** EXERCISE **
Which lines hold the string "OutboxProducerMediator"? Copy each of them from the material below.

** PROVIDED DATA **
PR #4114, opened 2026-05-03
fix: add non-generic UseOutboxArchiver overload that infers transaction type from DI

### LINKED ISSUE #3878: UseOutboxArchiver should not require DbTransaction generic type
While migrating to V10 i stumbled opon this issue:
```csharp
// Proper UseOutboxArchiver invocation looks like this:
brighterBuilder.UseOutboxArchiver<DbTransaction>(new NullOutboxArchiveProvider(), options => options.MinimumAge = TimeSpan.FromDays(4));
// But that would require knowing the transaction type at compile time. And we don't, since there will be different transaction types for mongo and relational dbs.
```

Since we support using Postgres or MongoDB as a outbox provider - we cannot set the DbTransaction generic type during setting up the outbox archiver. I've found this workaround to work:

```csharp
typeof(HostedServiceCollectionExtensions)
    .GetMethod(nameof(HostedServiceCollectionExtensions.UseOutboxArchiver))!
    .MakeGenericMethod(transactionType)
    .Invoke(null, [
        brighterBuilder,
        new NullOutboxArchiveProvider(),
        new Action<TimedOutboxArchiverOptions>(opt => opt.MinimumAge = TimeSpan.FromDays(4))
    ]);
```
The `transactionType` is passed down from microservice configuration and can be either mongo or postgres implementation. I think you are using similar logic when registering the outbox in `AddProducers`:
https://github.com/BrighterCommand/Brighter/blob/fc3933f36b1f071bdb039e5b0f7856f430da3c75/src/Paramore.Brighter.Extensions.DependencyInjection/ServiceCollectionExtensions.cs#L166-L178

I think the same (or similar) logic can be performed in the `UseOutboxArchiver` helper (although i didn't analyze this to know for sure).

Ideally, `UseOutboxArchiver` should infer the transactionType automatically (i think it was the case in v9)

DeepakVermaaa:
Closes #3878

## Problem

`UseOutboxArchiver<TTransaction>()` requires the caller to supply the transaction type as a generic type argument at compile time. For users who don't have the transaction type readily available at the call site (e.g. when wiring is done in a shared composition root), this forces awkward workarounds using manual reflection - as reported in #3878.

## Solution

Add a non-generic `UseOutboxArchiver()` convenience overload that infers the transaction type automatically by inspecting the registered `IAmABoxTransactionProvider<>` in the `IServiceCollection` - the same pattern already used by `AddProducers()` in `ServiceCollectionExtensions.cs`.

The existing generic overload is kept unchanged for full backward compatibility. Callers who need explicit control (or who hit the multi-provider case) continue to use the generic form.

## Scope

This is an **ergonomic convenience wrapper** for the single-outbox case described in #3878. It is **not** an enabler for multiple outbox providers - that requires deeper architectural changes tracked in #4133. When multiple `IAmABoxTransactionProvider<>` registrations are found, this overload throws a `ConfigurationException` directing the caller to the generic overload.

## Changes

- `src/Paramore.Brighter.Outbox.Hosting/HostedServiceCollectionExtensions.cs` - new non-generic overload + private `ResolveTransactionTypes()` helper; XML docs added to both overloads
- - `tests/Paramore.Brighter.Extensions.Tests/` - 4 new tests covering the happy path, the fallback scan for non-generic provider registrations (deferred AddProducers compatibility), the no-provider error case, and the multiple-providers error case


iancooper:
1. Deferred AddProducers compatibility -- The non-generic UseOutboxArchiver() scans for IAmABoxTransactionProvider<T> in service descriptors, but the deferred AddProducers(Func<...>) overload deliberately skips registering the generic form. Users of that overload would get a  ConfigurationException.
2. First-wins behavior with multiple providers -- The break after finding the first IAmABoxTransactionProvider<> means multi-provider setups silently pick whichever was registered first.
3. NuGet.config with <clear/> -- A new root-level NuGet.config clears all package sources and pins only nuget.org, which could break builds relying on private/internal feeds. This seems unrelated to the PR's purpose. We should not commit this as part of this change.

iancooper:
Thanks for the PR though, let's review the comments and see if we can get this accepted

iancooper:
@DeepakVermaaa Just a nudge on the feedback. It's a good PR, let's get it fixed up.

DeepakVermaaa:
Hi @iancooper, thanks for the detailed review! I've addressed all three points:

NuGet.config removed - that was a local setup workaround, shouldn't have been committed.

Multiple providers - replaced the silent first-wins break with a HashSet that collects all found transaction types. Now throws ConfigurationException with a clear message listing the conflicting types and pointing to the generic overload.

Deferred AddProducers compatibility - added a fallback scan for non-generic IAmABoxTransactionProvider descriptors with a concrete ImplementationType. If the registration is factory-based (as the deferred overload uses), it correctly falls through to the ConfigurationException with a message explaining to use the generic overload instead.

Also added two new tests covering the fallback path and the multiple-providers error case (4 tests total).

iancooper:
Sorry for the delay, we had to wait for MongoDb to fix a dependency with a GHSA, now we are seeing if we can get a build

iancooper (commented):
First thanks for the PR. Second, I don't think that this PR actually enables what it says i.e. multiple outboxes for Brighter. That is actually a deeper requirement because we currently don't support that internally. 

Due to these constraints, UseOutboxArchiver can't really support multiple providers i.e. we are forced to refer folks back to the generic version.

So, what this fix offer us is a convenience wrapper for issues like: https://github.com/BrighterCommand/Brighter/issues/3878

We could reframe it as that, if you wanted?

DeepakVermaaa:
Thanks @iancooper - that framing is fair. You're right that this doesn't actually enable multi-outbox; it just removes the compile-time generic requirement for the single-outbox case in #3878. I've updated the PR description to reflect that scope. Happy to adjust further if you'd like the commit message reworded as well.

iancooper:
We are contemplating whether this adds value or actually makes it more confusing. I appreciate that it addresses a specific piece of user feedback, but given the constraints, I am not sure this requires a generic solution. I think we would need to better understand the use case, which implies that you don't know the transaction type when you create the archiver. If you have multiple outboxes (which we don't support yet), you would just use multiple archivers.

iancooper:
Going to close as not adding value

If you are looking to contribute, perhaps start with https://github.com/BrighterCommand/Brighter/issues/4175

PR #4116, opened 2026-05-05
[Feat] InMemoryBox Expiry and Outbox limits

### LINKED ISSUE #4115: InMemoryBox has an upper limit of 2048 items
The code for InMemoryBox, the base class for InMemoryInbox and InMemoryOutbox, limits the box to 2048 items before it begins reclaiming space by compacting it by the compaction percentage.

This value is required because otherwise, the inbox or outbox would grow for the entire lifetime of the program.

But, for production use cases, this value may be too low, as at scale, we may have more than 2048 items added before they are processed. 

This results in outbox errors when we try to dispatch an item that cannot be found. 

In addition, when OutboxProducerMediator cannot find an item in the Outbox, we throw a NullReferenceException.

We can set this limit, as it is a public property of InMemoryBox, but when the InMemoryOutbox is provided by ServiceCollectionExtensions.AddProducers (l.296 and l.430) because no Outbox was specified, we get the default settings and can't alter them. 

To fix this, we would need to add properties to ProducersConfiguration that allow us to configure the InMemoryOutbox if no outbox is explicitly provided (or use the default values if these are not set).

We should also allow an EntryLimit of -1, to not compact.

We can make two fixes to make this more robust:

(1) We should make RemoveExpiredMessages abstract protected virtual. We can allow the InMemoryOutbox to override and remove any messages that have a TimeFlushed in the past. We should run this even if -1 is set. We can allow InMemoryInbox to override with the existing algorithm, unless -1 is set.
(2) When OutboxProducerMediator cannot find a message, we should log an error rather than throw a null exception.

Do nothing and just push users to provide an InMemoryOutbox configured to their needs

iancooper:
## Description

The InMemoryOutbox (and InMemoryInbox) allow configuring their entry limits and compaction (designed to prevent the box from growing indefinitely during the program's lifetime), but they do not allow configuration when InMemoryOutbox is the default because no Outbox has been chosen.

The eviction of elements from the InMemoryOutbox should restrict itself to messages that have been dispatched

## Related Issues

closes #4115 

## Type of Change

- [X] New feature (non-breaking change which adds functionality)
- [ ] Documentation update

## Checklist

- [X] I have read the [Contributing Guide](CONTRIBUTING.md)
- [X] I have checked the [documentation](https://brightercommand.gitbook.io/paramore-brighter-documentation/) for relevant guidance
- [X] I have added/updated XML documentation for any public API changes
- [X] I have added/updated tests as appropriate
- [X] My changes follow the existing code style and conventions


iancooper:
## Response to Code Review (Parts 1–3)

Thanks for the thorough review. Addressed items 1–4 in commit e04a2889f. Here's the full breakdown:

### Fixed

**1) CompactionPercentage default (0.0 vs 0.5)** — The intended default is 0.5. The ADR pseudocode and `InMemoryBoxConfiguration` record doc were documenting the old implicit `double` default (0.0) rather than the intentional value. Fixed: ADR now documents 0.5 as the default throughout.

**2) EnforceCapacityLimit arithmetic** — The ADR pseudocode was stale (`newSize = EntryCount * CompactionPercentage; entriesToRemove = EntryLimit - newSize`). The implementation (`newSize = EntryLimit * CompactionPercentage; entriesToRemove = EntryCount - newSize`) is the correct form — it targets a fraction of the *limit* and removes enough from the *current count* to reach that target. ADR pseudocode updated to match.

**3) EntryTimeToLive XML doc** — Updated the base class doc to be subclass-neutral: "The reference time depends on the subclass: the outbox measures from dispatch time (`TimeFlushed`), while the inbox measures from write time."

**4) Cooldown set before lock acquisition** — Moved `_lastCompactionAttemptAt` assignment inside `RunCompact` after `Monitor.TryEnter` succeeds. Now a failed lock acquisition doesn't stall compaction for a full `ExpirationScanInterval`. ADR pseudocode updated to match.

### Acknowledged — not addressing in this PR

**5) Unobserved background task exceptions** — Pre-existing on master. Agree it's worth adding `ContinueWith(OnlyOnFaulted)` logging, but out of scope for this PR.

**6) Missing log assertion** — The test verifies no-throw and correct dispatch behaviour. The log assertion would tighten the contract but FR-6 is implemented; this is a nice-to-have.

**7) Negative tests rely on fixed sleep** — Testing "nothing happened" is inherently timing-dependent. The 200ms delay is reasonable for unit tests and the time-check short-circuits make false passes unlikely.

**8) EnforceCapacityLimit in InMemoryInbox.Add** — Already documented in the ADR Negative Consequences section as a deliberate design choice.

**9) Non-atomic timestamp reads** — Pre-existing pattern. Worst case is an extra no-op background task spawned, which is harmless given the `Monitor.TryEnter` guard.

**10) Naming: InMemoryBoxConfiguration** — The XML doc already says "Configuration for the default InMemoryOutbox". The generic name leaves room for future inbox configuration without a rename.

**11) Spec workflow dotfiles** — These are committed across all 20+ specs in the repo. It's a repo-wide pattern, not specific to this PR.

**12) Minor polish** — The bulk Add calling per-message Add does N time-checks but they all short-circuit after the first. The `posts.ToArray().Length` is pre-existing code.

PR #4117, opened 2026-05-05
feat(sqs.v4): bypass string Body via raw bytes receive path

slang25:
## Description

The standard AWS SDK v4 `ReceiveMessageAsync` path materializes each message body as a `System.String`. Brighter then immediately re-encodes that string back to UTF-8 bytes inside `MessageBody`, so every received message pays for a string allocation plus an encoding round-trip — pure waste, since the bytes already came off the wire as UTF-8 and are about to be consumed as bytes by the rest of the pipeline (#4113).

** EXERCISE SOLUTION **
In addition, when OutboxProducerMediator cannot find an item in the Outbox, we throw a NullReferenceException.
(2) When OutboxProducerMediator cannot find a message, we should log an error rather than throw a null exception.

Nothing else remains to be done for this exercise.